Sue McNally, Maroon Bells, Colorado (from the series This Land Is My Land), 2014, oil on canvas, 90” x 114”.


Fitchburg Pairs Historical with Contemporary

by Donna Dodson

“Land Ho!,” the impressive new show at the Fitchburg Art Museum (FAM), is a must-see. Mary M. Tinti’s sixth curatorial project is the result of nearly one year of extensive research on FAM’s permanent collection utilizing her keen eye for contemporary New England art. Koch Curatorial Fellow Emily M. Mazzola, whose knowledge of 19th and 20th century American Art brought to light the personal stories behind many of the treasures that FAM owned, assisted Tinti. The results are surprising and wide sweeping, pulling into focus the evolution of landscape painting, mark-making and myriad contemporary approaches to this genre.

The exhibition is installed in nearly all of the newly renovated galleries on the second floor and bridge of the museum. Nick Capasso joined FAM nearly three years ago, and with his appointment as director came some bold changes. Every single gallery has been renovated except for one, and going forward every rotating exhibit will be devoted to contemporary art.

ON A MISSION

“New England artists feel under- served by their local art institutions who have turned their sights to national and international artists,” Capasso said. Therefore, his mission is to feature them at FAM. “Land Ho!” is the second in an ongoing series of exhibitions pairing contemporary artists in conversation with the artwork in their collection (the first featured the still life genre two years ago, and a forthcoming show will focus on portraiture).

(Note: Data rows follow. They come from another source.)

PR #79, opened 2015-03-26
Wire up the loginz

cadecairos:


cadecairos:
r?

templates/pages/login.jsx
```diff
@@ -47,6 +49,17 @@ var Login = React.createClass({
   },
   handleFormData: function(error, data) {
     console.log("inside App we see:", error, data);
+    fetch('/login', {
+      method: 'post',
+      headers: {
+        'Accept': 'application/json',
```
jbuck: We should probably make this charset utf-8

templates/pages/login.jsx
```diff
@@ -47,6 +49,17 @@ var Login = React.createClass({
...
+        'Content-Type': 'application/json'
+      },
+      body: JSON.stringify({
+        uid: data.username,
+        password: data.password
+      })
+    });
```
jbuck: Also, can you make this redirect to /login/oauth/authorize with the parameters we specified before?

jbuck:
This is looking good but needs a little bit more additional work!

web/index.js
```diff
@@ -4,7 +4,9 @@ var options = {
   host: process.env.HOST,
   port: process.env.PORT,
   loginAPI: process.env.LOGINAPI,
-  oauth_clients: process.env.OAUTH_DB ? JSON.parse(process.env.OAUTH_DB) : []
+  oauth_clients: process.env.OAUTH_DB ? JSON.parse(process.env.OAUTH_DB) : [],
+  cookieSecret: process.env.COOKIE_SECRET,
+  secureCookies: process.env.SECURE_COOKIES === true
```
jbuck: should be `=== "true"` since everything that comes through on `process.env` is a string

jbuck:
Can you add the new config values to the README as well?

templates/pages/login.jsx
```diff
@@ -46,7 +49,30 @@ var Login = React.createClass({
...
+      },
+      body: JSON.stringify({
+        uid: data.username,
+        password: data.password
+      })
+    }).then(function(response) {
+      var redirectObj;
+      if ( response.status === 200 ) {
+        redirectObj = Url.parse('/login/oauth/authorize', true);
+        redirectObj.query = queryObj;
```
jbuck: I think you also need to set search to null right? From the [docs](https://nodejs.org/api/url.html#url_url_format_urlobj):

```
search will be used in place of query.

    It is treated the same with or without the leading ? (question mark)

query (object; see querystring) will only be used if search is absent.
```

cadecairos: there shouldn't ever be a search, since the parse method is parsing just the absolute url to authorize

jbuck:
r+

PR #80, opened 2015-03-26
Reset password

alicoding:
#7


alicoding:
r?

templates/less/components/form.less
```diff
@@ -27,43 +28,58 @@
...
+  .icon-label-valid:after {
+    .label(@fa-check);
+    right: 10px;
+    top: 17px;
+    color: #53C0A3;
   }
 }
 .has-error {
-  border: 1px solid #E95B95;
+  border: 1px solid #E95B95 !important;
```
alicoding: yep I needed this to make sure it is red and not green when there is an error state >.<

templates/components/form/form.jsx
```diff
@@ -25,30 +27,47 @@ var Form = React.createClass({
...
+      email: null,
+      checked: false,
+      dirty: {}
     };
   },
   buildFormElement: function(key, i) {
-    var id = Object.keys(this.props.fields[i]);
+    // we always expect this.props.fields[i] to be one object with one property.
+    var self = this;
+    var id = Object.keys(this.props.fields[i])[0];
```
Pomax: extract as a `var values = var placeholder = this.props.fields[i][id];` and then just use straight up `values.type`, `values.label` etc? This is way too much this.props access it feels like

templates/components/form/form.jsx
```diff
@@ -25,30 +27,47 @@ var Form = React.createClass({
...
+    var isDisabled = this.props.fields[i][id].disabled;
+    var focus = this.props.fields[i][id].focus;
+    var username = this.props.fields[i][id].username;
+    this.passChecked = this.props.fields[i][id].checked;
 
-    function foo() {
-      console.log('foo');
-      this.handleValidation(id);
+    function dirty(err, valid) {
+      var state = self.state.dirty;
```
Pomax: you're not extracting "state", but the thing that records which elements are dirty. `var dirty` ?

templates/components/form/form.jsx
```diff
@@ -25,30 +27,47 @@ var Form = React.createClass({
...
+    var errorMessage = this.props.fields[i][id].errorMessage;
+    var isDisabled = this.props.fields[i][id].disabled;
+    var focus = this.props.fields[i][id].focus;
+    var username = this.props.fields[i][id].username;
+    this.passChecked = this.props.fields[i][id].checked;
 
-    function foo() {
-      console.log('foo');
-      this.handleValidation(id);
+    function dirty(err, valid) {
```
Pomax: this should not be a function that is redeclared every time `render` is called, it needs to be moved out (and then we can ditch `self`, too, it'll be autobound to the component)

templates/components/form/form.jsx
```diff
@@ -25,30 +27,47 @@ var Form = React.createClass({
...
     var input = (
       <input type={type}
              id={id}
+             ref={id+'Input'}
              placeholder={placeholder}
              valueLink={this.linkState(id)}
-             onBlur={this.handleValidation(id)}
-             className={this.getClasses(id)}
-             ref={id} />
+             onBlur={this.handleValidation(id, dirty)}
```
Pomax: `dirty` would become `this.dirty`

templates/components/form/form.jsx
```diff
@@ -25,30 +27,47 @@ var Form = React.createClass({
...
+             className={this.getInputClasses(id)}
+             defaultValue={username}
+             disabled={isDisabled ? "disabled" : false}
+             autoFocus={focus ? true : false}
+      />
+    );
+
+    var errorTooltip = (
```
Pomax: move down a few lines to after the type check, so we can keep those grouped?

templates/components/form/form.jsx
```diff
@@ -56,7 +75,8 @@ var Form = React.createClass({
     }
 
     return (
-     <label className={className} key={id} htmlFor={id}>
+     <label ref={id+'Label'} className={this.getInLabelClasses(id)} key={id} htmlFor={id}>
```
Pomax: I don't know what this name means. Can we make it `getLabelClasses`, since that's what it does?

templates/components/form/form.jsx
```diff
@@ -56,7 +75,8 @@ var Form = React.createClass({
...
+        {!this.isValid(id) ? errorTooltip : ''}
```
Pomax: we're calling `this.isValid(id)` a lot, even though we have a `dirty` state that tells us whether or not things are valid, right? There should really only ever be one call to `this.isValid()`, everything else we should be able to get from `this.state....`

templates/components/form/form.jsx
```diff
@@ -67,12 +87,21 @@ var Form = React.createClass({
      var fields = Object.keys(this.props.fields).map(this.buildFormElement);
      return <div role="form">{fields}</div>;
   },
-  getClasses: function(field) {
+  getInputClasses: function(field) {
     return React.addons.classSet({
       'form-control': true,
       'has-error': !this.isValid(field),
+      'is-valid': this.isValid(field)
```
Pomax: why would we call this twice? `var valid = this.isValid(field); ... return { 'has-error': !valid, 'is-valid': valid }` but if these states are only ever each other's opposite, why would we even have an `is-valid` class rather than just styling based on whether `has-error` is present or not?

templates/components/icontext.jsx
```diff
@@ -0,0 +1,21 @@
+var React = require('react');
```
Pomax: we should rename this to icontext.jsx, really

templates/less/components/form.less
Pomax: pretty sure you don't. This is a sign that the classes you're using are mutually exclusive and you're "pushing one of them to win the CSS war". is-valid and has-error should be mutually exclusive, so either the base grey gets overwritten with green, or it gets overwritten with red. We should not need `!important`

templates/less/components/form.less
```diff
@@ -76,3 +92,32 @@
     width: 400px;
   }
 }
+
+
+.warning:before {
```
Pomax: this is a LESS file, so just move this into warning:
```
.warning {
  ...
  &:before {
    ...
  }
}
```

templates/less/pages/signup.less
```diff
@@ -1,5 +1,11 @@
 .signup-page {
 
+  .btn.btn-awsm {
+    max-width: 165px;
+    float: right;
```
Pomax: why are we using floats?

templates/components/icontext.jsx
Pomax: looks like my editor was set to 4 spaces instead of 2

templates/pages/reset-password.jsx
```diff
@@ -1,10 +1,56 @@
...
+  },
   render: function() {
     return (
-      <div>Kill me please</div>
+      <div>
+        <Header redirectText="Need an account?" redirectLabel="Sign up" redirectPage="signup" />
+
+        <div>
+            {!this.state.submitForm && !this.state.email ?
+              <RequestView submitForm={this.handleResetPassword}/> : '' }
```
Pomax: `: false` means it won't even inject *anything*, rather than injecting an empty string which we're doing now

templates/pages/reset-password.jsx
```diff
@@ -1,10 +1,56 @@
...
+
+            {this.state.submitForm ?
+              <IconText
+              iconClass="emailSentIcon fa fa-envelope-o"
+              className="emailSent centerDiv">
+                <p className="emailSentHeader">Check your email</p>
+                <p>We&#39;ve emailed you instructions for creating a new password.</p>
+              </IconText> : ''}
+            {this.state.email ?
+              <ResetView username="" submitForm={this.handleRequestPassword}/> : ''
```
Pomax: `: false` to prevent any content injection

watch.js
```diff
@@ -1,18 +0,0 @@
-var spawn = require('child_process').spawn;
```
Pomax: hehehe

templates/components/form/form.jsx
```diff
@@ -25,41 +27,51 @@ var Form = React.createClass({
     return {
       username: null,
```
Pomax: these should still be "" instead of null.

templates/components/form/form.jsx
```diff
@@ -25,41 +27,51 @@ var Form = React.createClass({
...
     }
 
+    var errorTooltip = (
+      <span className="warning">{value.errorMessage}</span>
+    );
     return (
-     <label className={className} key={id} htmlFor={id}>
-        {label && labelPosition==='before' ? label : false}
+     <label ref={id+'Label'} className={this.getLabelClasses(id)} key={id} htmlFor={id}>
+        {!this.isValid(id) ? errorTooltip : ''}
```
Pomax: `: false`

templates/components/form/form.jsx
```diff
@@ -25,41 +27,51 @@ var Form = React.createClass({
...
       input = (<span>{input}<span/></span>);
     }
 
+    var errorTooltip = (
+      <span className="warning">{value.errorMessage}</span>
+    );
     return (
-     <label className={className} key={id} htmlFor={id}>
-        {label && labelPosition==='before' ? label : false}
+     <label ref={id+'Label'} className={this.getLabelClasses(id)} key={id} htmlFor={id}>
```
Pomax: do we need this ref? do we every use it?

templates/components/form/form.jsx
```diff
@@ -67,12 +79,23 @@ var Form = React.createClass({
...
+      'has-error': !isValid,
+      'is-valid': isValid
     });
   },
+  getLabelClasses: function(field) {
+    var classes = {};
+    var isValid = this.isValid(field);
+    var ref = this.refs[field + 'Input'];
+    classes[this.getIconClass(field)] = true;
+    classes[this.getIconClass('error')] = !isValid;
```
Pomax: `this.getIconClass('error')` and `this.getIconClass('valid')` are invariant. There's not much point in constantly looking them up, we should just compute these values during componentWillMount or something and then refer to those

templates/components/icontext.jsx
Pomax: still 4 spaces instead of 2?

templates/less/components/form.less
```diff
@@ -8,62 +8,100 @@
...
-    width: 100%;
-    font-size: 16px;
-    font-weight: 200;
-    height: 55px;
-    padding-left: 12.5%;
-    margin: 0 auto;
+
+  input[disabled] {
+    background-color: transparent;
+    cursor: default !important;
```
Pomax: still an `important` left here

Pomax: also, as an `input`, pretty sure this needs to go inside of `label` like the other inputs.

templates/less/components/form.less
```diff
@@ -8,62 +8,100 @@
...
+    right: 10px;
+    top: 17px;
+    color: #53C0A3;
   }
 }
-.has-error {
-  border: 1px solid #E95B95;
-  background-color: #FEEDED;
+
+input.has-error {
```
Pomax: move inside of label

templates/components/form/form.jsx
alicoding: for test I think

templates/less/components/form.less
```diff
@@ -76,3 +114,29 @@
     width: 400px;
   }
 }
+
+
+.warning {
```
Pomax: was warning independent, or does it need to be moved into label or input or something?

templates/less/pages/reset-password.less
```diff
@@ -0,0 +1,56 @@
+.requestPassword {
+  height: 180px;
+  padding-top: 26px;
+  .btn.btn-awsm {
+    max-width: 185px;
+  }
+}
+
+.resetPassword {
```
Pomax: the entire rest of this file should be *inside* the page's namespacing block. There should be nothing outside

templates/less/pages/reset-password.less
```diff
@@ -0,0 +1,56 @@
...
+  }
+  float: left;
+  display: inline-block;
+  vertical-align: bottom;
+  border: 2px solid #72AFDE;
+  margin-right: 1rem;
+  width: 7rem;
+  height: 7rem;
+  border-radius: 2.5em;
+}
```
Pomax: missing newline

templates/less/pages/signup.less
Pomax: still a float?

templates/pages/reset-password.jsx
```diff
@@ -1,10 +1,56 @@
...
+            {this.state.submitForm ?
+              <IconText
+              iconClass="emailSentIcon fa fa-envelope-o"
+              className="emailSent centerDiv">
+                <p className="emailSentHeader">Check your email</p>
+                <p>We&#39;ve emailed you instructions for creating a new password.</p>
+              </IconText> : false}
+            {this.state.email ?
+              <ResetView username="" submitForm={this.handleRequestPassword}/> : false
+            }
```
Pomax: in the previous instance `}` goes after `false`. Nit, but can we use the same pattern in L24 and here?

templates/pages/signup.jsx
```diff
@@ -47,8 +49,9 @@ var Signup = React.createClass({
         <h2>Free and open source – forever.</h2>
         <Form ref="userform" fields={fieldValues} validators={fieldValidators}/>
         <div className="commit">
-          <div className="agreement" />
-          <div className="eula">By signing up, I agree to Webmaker's <a href="" className="underline">Terms of Service</a> and <a href="" className="underline">Privacy Policy</a>.</div>
+          <IconText iconClass="agreement" textClass="eula">
+            By signing up, I agree to Webmaker's <a href="" className="underline">Terms of Service</a> and <a href="" className="underline">Privacy Policy</a>.
```
Pomax: just realized we're not actually pointing to anything here. Filed #82 on that

PR #880, opened 2023-03-08
[MM-50968] More information on E2E test logs

fmartingr:
#### Summary

- Added a simple way to capture if e2e tests receive any signals

#### Ticket Link

https://mattermost.atlassian.net/browse/MM-50968

#### Release Note

```release-note
feat: more verbose e2e tests
```


fmartingr:
Adding some eyes from @mattermost/cloud-sre just to be sure that the `HOSTNAME` thing will report something in our infra.

stylianosrigas (approved):

gabrieljackson (approved):

e2e/tests/cluster/suite.go
```diff
@@ -61,8 +62,9 @@ func SetupClusterLifecycleTest() (*Test, error) {
 	testID := model.NewID()
 	state.TestID = testID
 	logger := logrus.WithFields(map[string]interface{}{
-		"test":   "cluster-lifecycle",
-		"testID": testID,
+		"test":     "cluster-lifecycle",
+		"testID":   testID,
+		"hostname": os.Getenv("HOSTNAME"),
```
mirshahriar, line 67: What is the use case of this `hostname`?

e2e/tests/cluster/cluster_test.go
```diff
@@ -39,6 +41,15 @@ func TestMain(m *testing.M) {
 	code := m.Run()
 	state.EndTime = time.Now()
 
+	// Notify if we receive any signal
+	c := make(chan os.Signal, 1)
+	signal.Notify(c, syscall.SIGHUP, syscall.SIGINT, syscall.SIGTERM, syscall.SIGQUIT)
```
mirshahriar, line 46: Looks like these signals have no impact. Is it just for logs?

mirshahriar (approved):
I have two questions.

mirshahriar:
> `HOSTNAME` thing will report something in our infra.

What are we expecting from `os.Getenv("HOSTNAME")`? `Pod Name`?

e2e/tests/cluster/cluster_test.go
fmartingr: Yeah, just to register in logs if we received any signal, potentially from k8s during a node removal or something like that.

e2e/tests/cluster/suite.go
mirshahriar: I'm not sure whether we can get the Pod Name unless we include the following in the Pod Spec.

If the Fitchburg Art Museum had mounted a show of landscape paintings, drawn solely from its permanent collection, there would be obvious gaps. By hanging historical works in dialogue with works by contemporary artists, Tinti creates a conversation of art-historical importance. Images by Charles Burchfield, Edward Hopper, Charles Sheeler and Rockwell Kent are hung together, the show’s press release noted, “in a magnificently interspersed, intergenerational, multi- scaled mash-up of landscapes old and new, iconic and fantastic, universal and personal.”